How does specificity of place play a role in art, enough to become more figure than ground, less a context than a character? This is one of the larger questions framing art historian Prudence Peiffer’s momentous new survey The Slip: The New York City Street That Changed American Art Forever. The book vividly documents a moment in the 1950s and ’60s when a cast of artists settled, at staggered intervals, in a three-block area around Coenties Slip, a street on Manhattan’s lower tip. Coenties Slip borrowed its name from one of the “slips”—inlets for the docking and repairing of boats—that once cut sharply into New York’s downtown waterfront, facilitating the busy circulation of fish, freight, and sailors between land and sea. While New York’s status as a maritime trading hub lured fleets of boats, it was the skeletal remains of that activity, by then sharply diminished, that drew artists to Coenties Slip. In place of industry, they found vast and vacant loft spaces, cheap to rent, in which they could both work and live (illegally, owing to zoning laws).

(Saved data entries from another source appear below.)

PR #11284, opened 2024-10-29
deprecate HttpResponse::getStatus

sdelamo:
This pull-request deprecates `HttpResponse::getStatus` and `HttpClientResponseException::getStatus`. It adds `HttpClientResponseException::code`, and `HttpClientResponseException::reason` methods.

In order to be custom status codes compatible is better for people to use `HttpResponse::code` instead of `HttpResponse::getStatus`.

For example, we hit an issue in Micrometer https://github.com/micronaut-projects/micronaut-micrometer/pull/857

I have annotated the method as deprecated but not for removal. I don’t think we should remove it as it will break a lot of apps and tests.

### DIFF
--- a/http-client-core/src/main/java/io/micronaut/http/client/exceptions/HttpClientResponseException.java
+++ b/http-client-core/src/main/java/io/micronaut/http/client/exceptions/HttpClientResponseException.java
@@ -83,7 +83,7 @@ public class HttpClientResponseException extends HttpClientException implements 
 
     /**
      * @return The {@link io.micronaut.http.HttpStatus} returned
-     * @deprecated To support custom status codes. Use {@link #code()} instead of {@link #getStatus()} and {@link HttpStatus#getCode()}  and {@link #reason()} instead of {@link #getStatus()} and {@link HttpStatus#getReason()}
+     * To support custom status codes. Use {@link #code()} instead of {@link #getStatus()} and {@link HttpStatus#getCode()}  and {@link #reason()} instead of {@link #getStatus()} and {@link HttpStatus#getReason()}.
      */
     @Deprecated(since = "4.7.2")
     public HttpStatus getStatus() {
--- a/http-client-core/src/main/java/io/micronaut/http/client/exceptions/HttpClientResponseException.java
+++ b/http-client-core/src/main/java/io/micronaut/http/client/exceptions/HttpClientResponseException.java
@@ -85,7 +85,6 @@ public class HttpClientResponseException extends HttpClientException implements 
      * @return The {@link io.micronaut.http.HttpStatus} returned
      * To support custom status codes. Use {@link #code()} instead of {@link #getStatus()} and {@link HttpStatus#getCode()}  and {@link #reason()} instead of {@link #getStatus()} and {@link HttpStatus#getReason()}.
      */
-    @Deprecated(since = "4.7.2")
     public HttpStatus getStatus() {
         return getResponse().getStatus();
     }
--- a/http-client-core/src/main/java/io/micronaut/http/client/exceptions/HttpClientResponseException.java
+++ b/http-client-core/src/main/java/io/micronaut/http/client/exceptions/HttpClientResponseException.java
@@ -83,9 +83,25 @@ public class HttpClientResponseException extends HttpClientException implements 
 
     /**
      * @return The {@link io.micronaut.http.HttpStatus} returned
+     * @deprecated To support custom status codes. Use {@link #code()} instead of {@link #getStatus()} and {@link HttpStatus#getCode()}  and {@link #reason()} instead of {@link #getStatus()} and {@link HttpStatus#getReason()}
      */
+    @Deprecated(since = "4.7.2")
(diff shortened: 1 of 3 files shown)


graemerocher:
I think this will be a large and disruptive deprecation for a lot of codebases. Not sure it is worth deprecating to be honest

yawkat:
I think we should avoid getStatus in framework code, but for most users, it's not really a problem to use because they don't use custom status types in the first place.

sdelamo:
>  I think we should avoid getStatus in framework code. 

The problem is how to convey this to @micronaut-projects/core-developers without deprecating it.

http-client-core/src/main/java/io/micronaut/http/client/exceptions/HttpClientResponseException.java
```diff
@@ -83,11 +83,27 @@ public HttpResponse<?> getResponse() {
 
     /**
      * @return The {@link io.micronaut.http.HttpStatus} returned
+     * @deprecated To support custom status codes. Use {@link #code()} instead of {@link #getStatus()} and {@link HttpStatus#getCode()}  and {@link #reason()} instead of {@link #getStatus()} and {@link HttpStatus#getReason()}
```
sdelamo:
```suggestion
     * To support custom status codes. Use {@link #code()} instead of {@link #getStatus()} and {@link HttpStatus#getCode()}  and {@link #reason()} instead of {@link #getStatus()} and {@link HttpStatus#getReason()}.
```

http-client-core/src/main/java/io/micronaut/http/client/exceptions/HttpClientResponseException.java
```diff
@@ -83,11 +83,27 @@ public HttpResponse<?> getResponse() {
...
      */
+    @Deprecated(since = "4.7.2")
```
sdelamo:
```suggestion
```

http/src/main/java/io/micronaut/http/HttpResponse.java
```diff
@@ -36,7 +36,9 @@ public interface HttpResponse<B> extends HttpMessage<B> {
 
     /**
      * @return The current status
+     * @deprecated To support custom status codes. Use {@link #code()} instead of {@link #getStatus()} and {@link HttpStatus#getCode()}  and {@link #reason()} instead of {@link #getStatus()} and {@link HttpStatus#getReason()}
      */
+    @Deprecated(since = "4.7.2")
```
sdelamo:
```suggestion
```

http/src/main/java/io/micronaut/http/HttpResponse.java
```diff
@@ -36,7 +36,9 @@ public interface HttpResponse<B> extends HttpMessage<B> {
 
     /**
      * @return The current status
+     * @deprecated To support custom status codes. Use {@link #code()} instead of {@link #getStatus()} and {@link HttpStatus#getCode()}  and {@link #reason()} instead of {@link #getStatus()} and {@link HttpStatus#getReason()}
```
sdelamo:
```suggestion
     * To support custom status codes. Use {@link #code()} instead of {@link #getStatus()} and {@link HttpStatus#getCode()}  and {@link #reason()} instead of {@link #getStatus()} and {@link HttpStatus#getReason()}
```

http/src/main/java/io/micronaut/http/HttpResponse.java
```diff
@@ -68,7 +70,9 @@ default HttpResponse<B> setAttribute(CharSequence name, Object value) {
 
     /**
      * @return The HTTP status
+     * @deprecated To support custom status codes. Use {@link #code()} instead of {@link #status()} and {@link HttpStatus#getCode()}  and {@link #reason()} instead of {@link #status()} and {@link HttpStatus#getReason()}
      */
+    @Deprecated(since = "4.7.2")
```
sdelamo:
```suggestion
```

http/src/main/java/io/micronaut/http/HttpResponse.java
```diff
@@ -68,7 +70,9 @@ default HttpResponse<B> setAttribute(CharSequence name, Object value) {
 
     /**
      * @return The HTTP status
+     * @deprecated To support custom status codes. Use {@link #code()} instead of {@link #status()} and {@link HttpStatus#getCode()}  and {@link #reason()} instead of {@link #status()} and {@link HttpStatus#getReason()}
```
sdelamo:
```suggestion
     * To support custom status codes. Use {@link #code()} instead of {@link #status()} and {@link HttpStatus#getCode()}  and {@link #reason()} instead of {@link #status()} and {@link HttpStatus#getReason()}
```

sdelamo:
@graemerocher @yawkat I have removed the deprecation but kept the javadoc clarifications. Can you re-review?

n0tl3ss (approved):

yawkat (approved):

graemerocher (approved):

Peiffer’s book arrives nearly 50 years after the earliest attempt to honor the Slip: the 1974 exhibition “Nine Artists/Coenties Slip,” organized for an old downtown branch of the Whitney Museum on Water Street nearby. The exhibition showcased lesser-known inhabitants of the Slip, including Fred Mitchell (the first to settle there), Ann Wilson, and Charles Hinman, as well as the area’s luminaries of postwar American art: Robert Indiana, Ellsworth Kelly, Agnes Martin, James Rosenquist, Lenore Tawney, and Jack Youngerman. The exhibition represented an important salvage operation at the time: by the early ’70s, nearly all the lofts that had housed these artists had been razed to make way for corporate development, demolition having begun not long after the first artists arrived.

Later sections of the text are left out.